Saturday, January 12, 2008

Semitons

Olhei pra varanda. Entrava por entre o vidro riscado uma luz. Branca, branquinha. Iluminava as cadeiras despenteadas, as roupas jogadas de alguma noite anterior. Noite dessas, escura, em que se pede amor em sussurros aos amigos que esquecem a tua face em detrimento de uma mão dentro de suas roupas.
Luz branca que entrava! Na certa, a lua. Redonda, gigante, esburacada. Não a via, mas embora só visse a luz branquinha, podia descrevê-la com exatidão: Redonda, gigante, esburacada. Ao redor umas estrelinhas meio ofuscadas pela imensidão; lua presa no céu, quase como foto no mural, lembrança na memória, dor pregada no estômago. Invadia os côncavos dos objetos espalhados pelo chão, cada um com sua história e carinho. Porque homem é bicho estranho que precisa das coisas pra lembrar dos fatos, precisa esfacelar o porta-retrato pra esquecer da imagem da foto que foi quase marcada com fogo no tecido fino no cérebro.

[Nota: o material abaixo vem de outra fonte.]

PR #613, opened 2022-04-20
SCL-20133: Fix type inferencing to Nothing

dwijnand:
https://youtrack.jetbrains.com/issue/SCL-20133

### DIFF
--- a/scala/scala-impl/src/org/jetbrains/plugins/scala/lang/psi/types/ScalaBounds.scala
+++ b/scala/scala-impl/src/org/jetbrains/plugins/scala/lang/psi/types/ScalaBounds.scala
@@ -41,6 +41,8 @@ trait ScalaBounds extends api.Bounds {
         case (_, ex: ScExistentialType) => glb(t1, ex.quantified, checkWeak).unpackedType
         case (lhs: ScTypePolymorphicType, rhs: ScTypePolymorphicType) =>
           polymorphicTypesBound(lhs, rhs, BoundKind.Glb, checkWeak)
+        case (lhs, _: WildcardType) => lhs
+        case (_: WildcardType, rhs) => rhs
         case _ => ScCompoundType(Seq(t1, t2), Map.empty, Map.empty)
       }
     }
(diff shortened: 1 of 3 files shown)


dwijnand:
I tried to demonstrate that this is the right behaviour, by using the Scala 3 behaviour, but it looks like the Scala 3 compiler is accidentally not symmetric:

```scala
sbt:scala3> repl
Welcome to Scala 3.1.3-RC1-bin-SNAPSHOT-nonbootstrapped-git-ee6733a (11.0.12, Java OpenJDK 64-Bit Server VM).
Type in expressions for evaluation. Or try :help.

scala> import dotty.tools.dotc.*, core.*, Contexts.*, Denotations.*, SymDenotations.*, Symbols.*, Types.*

scala> lazy val ictx = new ContextBase().initialCtx.fresh
lazy val ictx: dotty.tools.dotc.core.Contexts.FreshContext

scala> given Context = ictx.setSetting(ictx.settings.classpath, "/Users/dnw/Library/Caches/Coursier/v1/https/repo1.maven.org/maven2/org/scala-lang/scala-library/2.13.8/scala-library-2.13.8.jar:/d/scala3/out/bootstrap/scala3-library-bootstrapped/scala-3.1.3-RC1-bin-SNAPSHOT-nonbootstrapped/classes")
lazy val given_Context: dotty.tools.dotc.core.Contexts.Context

scala> ctx.initialize()

scala> TypeComparer.glb(WildcardType, defn.LongType)
val res0: dotty.tools.dotc.core.Types.Type = TypeRef(ThisType(TypeRef(NoPrefix,module class scala)),class Long)

scala> TypeComparer.glb(defn.LongType, WildcardType)
val res1: dotty.tools.dotc.core.Types.Type = WildcardType
```

Spoke with Martin and he agrees it should be and that it should favour, using the same, Long rather than WildcardType.

dwijnand:
Merged in with https://github.com/JetBrains/intellij-scala/commit/4c26d042bc6ddaaee53713f413c712a52b0e6f96

PR #614, opened 2022-04-22
Scalafmt config: show nested parse error message

kitbellew:
Fixes [SCL-20123.](https://youtrack.jetbrains.com/issue/SCL-20123)

### DIFF
--- a/scala/scala-impl/resources/messages/ScalaBundle.properties
+++ b/scala/scala-impl/resources/messages/ScalaBundle.properties
@@ -1241,7 +1241,6 @@ scalafmt.can.not.create.config.file=Can't create configuration file
 scalafmt.config.load.errors.failed.to.load.config=Failed to load scalafmt config
 scalafmt.config.load.errors.file.not.found=file not found
 scalafmt.config.load.errors.parse.error=parse error: {0}
-scalafmt.config.load.errors.unknown.error=unknown error: {0}
 scalafmt.config.load.errors.cyclic.includes.detected=cyclic includes detected
 scalafmt.config.load.actions.open.config.file=open config file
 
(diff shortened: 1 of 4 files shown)


kitbellew:
@unkarjedy PTAL, I can't test but fairly certain it should fix. Also, is 213.x still the right branch?

unkarjedy:
Thanks!
I will look into it and manually cherry-pick the changes

>Also, is 213.x still the right branch?
It's `idea221.x` currently

unkarjedy:
@kitbellew 
It still shows an "unknown error" prefix:
image

Why `org.scalafmt.dynamic.ScalafmtReflect#parseConfigFromString` 
returns `ScalafmtDynamicError.UnknownError` 
instead of `ScalafmtDynamicError.ConfigParseError`
like in `org.scalafmt.dynamic.ScalafmtReflect#parseConfig`
?
It looks like returning `ConfigParseError` would be the proper fix, or I do I miss anything?

Before this change
https://github.com/kitbellew/intellij-scala/commit/e394ed96e4c4edb1833d706d9ee33c01bbfa07ea#diff-7d252a166bcf0c809c86fc1ab4e6777f7cb4c007fd863a264782f860a55790e5L211
we treated any `ScalafmtConfigException` (currently non existing?) as `ConfigResolveError.ConfigParseError`

kitbellew:
of course, i can try to fix that on the formatter side but from this end, we need to find a solution which will work reasonably well with most versions.

unkarjedy:
JFTR we will need to update [`scalafmtVersion`](https://github.com/kitbellew/intellij-scala/blob/c76fedf08e7f1fde621d0d12d962dd6864bd343c/project/dependencies.scala#L119) when this is fixed on the formatter side

kitbellew:
@unkarjedy if this is a direct (not dynamic) dependency, then I'll just fix the underlying exception. will ping you with pr to take a look.

kitbellew:
superseded by #615 and scalameta/scalafmt#3192 fixes.

PR #616, opened 2022-04-28
Create SDKs per-module rather than per-project

steveniemitz:
When importing a project from BSP, different modules may have different java SDKs (java 8 vs java 11 for example).  This changes the import process to resolve (and importantly create if required) the SDK for each module.

PR #618, opened 2022-05-15
Limit maximum merged module name length

steveniemitz:
The module merger can end up generating module names that are so long they exceed the maximum file name length and can't be saved.  This limits them to a saner 150 (arbitrarily chosen) characters, plus an MD5 hash of all the target names to ensure they remain unique.

### DIFF
--- a/bsp/src/org/jetbrains/bsp/project/importing/BspResolverLogic.scala
+++ b/bsp/src/org/jetbrains/bsp/project/importing/BspResolverLogic.scala
@@ -10,6 +10,7 @@ import com.intellij.openapi.roots.DependencyScope
 import com.intellij.openapi.util.io.FileUtil
 import com.intellij.pom.java.LanguageLevel
 import org.apache.commons.codec.digest.DigestUtils
+import org.apache.commons.io.FileSystem
 import org.jetbrains.bsp.BspUtil._
 import org.jetbrains.bsp.data._
 import org.jetbrains.bsp.project.BspSyntheticModuleType
@@ -20,7 +21,6 @@ import org.jetbrains.plugins.scala.project.Version
 import org.jetbrains.plugins.scala.project.external.{JdkByHome, JdkByVersion}
 import org.jetbrains.sbt.project.data.{SbtModuleData, SbtModuleNode}
 import org.jetbrains.sbt.project.module.SbtModuleType
-
 import java.io.File
 import java.net.URI
 import java.nio.file.Paths
@@ -399,8 +399,6 @@ private[importing] object BspResolverLogic {
     data
   }
 
-  private final val MaxModuleNameLength = 150
-
   private[importing] def sharedModuleId(targets: Seq[BuildTarget]): String = {
     val upperCaseWords = """(?<!(^|[A-Z]))(?=[A-Z])""".r
     val pascalCaseWords = """(?<!^)(?=[A-Z][a-z])""".r
@@ -420,9 +418,9 @@ private[importing] object BspResolverLogic {
     }
     val ret = head.map(combine).mkString +
       (if (tail.nonEmpty) tail.map(combine).mkString("(", "", ")") else tail.mkString)
-    if (ret.length > MaxModuleNameLength) {
-      val prefix = ret.substring(0, MaxModuleNameLength)
-      val suffix = DigestUtils.md5Hex(targets.map(_.getDisplayName).mkString)
+    if (ret.length > FileSystem.getCurrent.getMaxFileNameLength) {
+      val suffix = DigestUtils.md5Hex(ret)
+      val prefix = ret.substring(0, FileSystem.getCurrent.getMaxFileNameLength - suffix.length)
       prefix + suffix
     } else {
       ret
--- a/bsp/src/org/jetbrains/bsp/project/importing/BspResolverLogic.scala
+++ b/bsp/src/org/jetbrains/bsp/project/importing/BspResolverLogic.scala
@@ -9,6 +9,7 @@ import com.intellij.openapi.module.StdModuleTypes
 import com.intellij.openapi.roots.DependencyScope
 import com.intellij.openapi.util.io.FileUtil
 import com.intellij.pom.java.LanguageLevel
+import org.apache.commons.codec.digest.DigestUtils
 import org.jetbrains.bsp.BspUtil._
 import org.jetbrains.bsp.data._
 import org.jetbrains.bsp.project.BspSyntheticModuleType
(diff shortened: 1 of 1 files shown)


bsp/src/org/jetbrains/bsp/project/importing/BspResolverLogic.scala
```diff
@@ -398,6 +400,15 @@ private[importing] object BspResolverLogic {
     data
   }
 
+  private def md5(input: String): String = {
```
unkarjedy: Consider using `org.apache.commons.codec.digest.DigestUtils#md5Hex(java.lang.String)`

bsp/src/org/jetbrains/bsp/project/importing/BspResolverLogic.scala
```diff
@@ -398,6 +400,15 @@ private[importing] object BspResolverLogic {
...
+    val digest = MessageDigest.getInstance("MD5")
+    digest.update(input.getBytes(StandardCharsets.UTF_8))
+    val result = digest.digest()
+    result.map("%02X".format(_)).mkString
+  }
+
+  private final val MaxModuleNameLength = 150
```
unkarjedy: We can use `org.apache.commons.io.FileSystem.getCurrent` + `org.apache.commons.io.FileSystem#getMaxFileNameLength` (it's 255 for all OS)

(we should remember to substract suffix length when calling `substring`)

abrams27:
is it possible that names arent unique? the name is a path + suffix (names separated with `+` if im not mistaken), paths are unique in principle, so these names should also be unique

for bazel ofc xd

bsp/src/org/jetbrains/bsp/project/importing/BspResolverLogic.scala
```diff
@@ -415,8 +426,15 @@ private[importing] object BspResolverLogic {
       val nonEmptyParts = parts.filter(_.nonEmpty)
       if (nonEmptyParts.size > 1) nonEmptyParts.mkString("(", "+", ")") else nonEmptyParts.mkString
     }
-    head.map(combine).mkString +
+    val ret = head.map(combine).mkString +
       (if (tail.nonEmpty) tail.map(combine).mkString("(", "", ")") else tail.mkString)
+    if (ret.length > MaxModuleNameLength) {
+      val prefix = ret.substring(0, MaxModuleNameLength)
+      val suffix = md5(targets.map(_.getDisplayName).mkString)
```
unkarjedy: I am maybe a little out of the BSP context, but can't we just call md5 on `ret` itself?

steveniemitz:
> is it possible that names arent unique? the name is a path + suffix (names separated with `+` if im not mistaken), paths are unique in principle, so these names should also be unique
> 
> for bazel ofc xd

Sorry I'm not sure what your question is exactly?  The hashed version of the names should be just as unique as the full text, the chance of a hash collision here is incredibly small.

abrams27:
so i was wondering if there is a case where the hash would be needed (is there a case where the module name is not unique), but I forgot that you are trimming the name now, so it is possible

steveniemitz:
> so i was wondering if there is a case where the hash would be needed (is there a case where the module name is not unique), but I forgot that you are trimming the name now, so it is possible

ah, it's needed because the name is getting trimmed down yeah.

bsp/src/org/jetbrains/bsp/project/importing/BspResolverLogic.scala
jastice: Just wondering if we can make this a little smarter so as to not have 2 very similar module names, or is it a rare enough occurrence not to matter in practice?

steveniemitz: if you have any suggestions for making it smarter I'm all ears. :P

It really shouldn't be very common though, I only ran into this because we have a pretty weird edge case in our build system that causes many modules to all contain the same source root.

bsp/src/org/jetbrains/bsp/project/importing/BspResolverLogic.scala
steveniemitz: I mean at that point, does 150 vs 255 characters really matter?  It doesn't need to be exact here, once you're past like 100 the name is pretty meaningless.

bsp/src/org/jetbrains/bsp/project/importing/BspResolverLogic.scala
steveniemitz: I don't see why that wouldn't work, nor why it would be any better than what its doing now.

bsp/src/org/jetbrains/bsp/project/importing/BspResolverLogic.scala
unkarjedy: It's of cause not a major.
There is just no need in an extra constant.
Code readers and future maintainers will question: "what is this 150, why it is 150"?
Using `getMaxFileNameLength` will clearly show the intention and cause.

bsp/src/org/jetbrains/bsp/project/importing/BspResolverLogic.scala
unkarjedy: > why it would be any better than what its doing now.

1. Ret is already calculated, no extra calculation is required.
2. Again, code maintainers will question "why using `targets.map(_.getDisplayName).mkString`, is it some special magic here"? If we can avoid redundant stuff we should do it.

jastice: I could imagine truncating common substrings, but that complexity would only be worth it if it's common enough. If it's easy though, I'd suggest only adding the hash if truncating would otherwise lead to name duplications, to avoid cryptic looking module names.

steveniemitz: that seems more complicated than worth it for this kind of edge case.  If you feel like adding that in later feel free to, but it's out of the scope of the amount of effort I'm willing to put into this fix.

unkarjedy: It's already better then it was when It didn't work at all

jastice (approved):

jastice:
Thanks! I'll merge it now, unless you were going to add something, @steveniemitz ?

steveniemitz:
Nope good on my side, thank you!

jastice:
also cherrypicked to `idea222.x`: 2d84da

steveniemitz:
thank you!

steveniemitz:
I noticed this (and #616) wasn't in the 2022.1.16 release, do I need to submit a PR to add it to the idea221.release branch too?

jastice:
If a fix is important to you I can also cherrypick it on 221 :)

steveniemitz:
> If a fix is important to you I can also cherrypick it on 221 :)

That'd be amazing, thank you :D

Fiquei parada ali, hipnotizada pela luz refratada pelo vidro.. Quase formava um arco-íris, dependendo do lado que olhava ou como mexia a cabeça. O resto eram degradês de branco ao cinza e as gotinhas brilhantes grudadas. Iam secar dia menos dia. Mas sempre chove de novo em São Paulo - morre gota, nasce gota - quase desesperadamente.
A luz foi murchando, de repente. Eu, meio acordada meio sonhando, acordei de súbito e andei em passos rápidos quase que tentando alcançar a luz que ia embora. Estiquei os dedos até o último fiapo, me joguei no chão, contraí a sobrancelha numa careta de quem se esforça, alonguei, quase gemi baixinho, mas se foi. A luz, branquinha, branquinha.. iluminou a noite anterior e trouxe à consciência as dores que penei pra esquecer com doses múltiplas de algum drink barato, cujo odor ainda pulsava nos ladrilhos do chão. Luz da lua que, embora fingisse, sabia bem: era só a luz da janela da frente.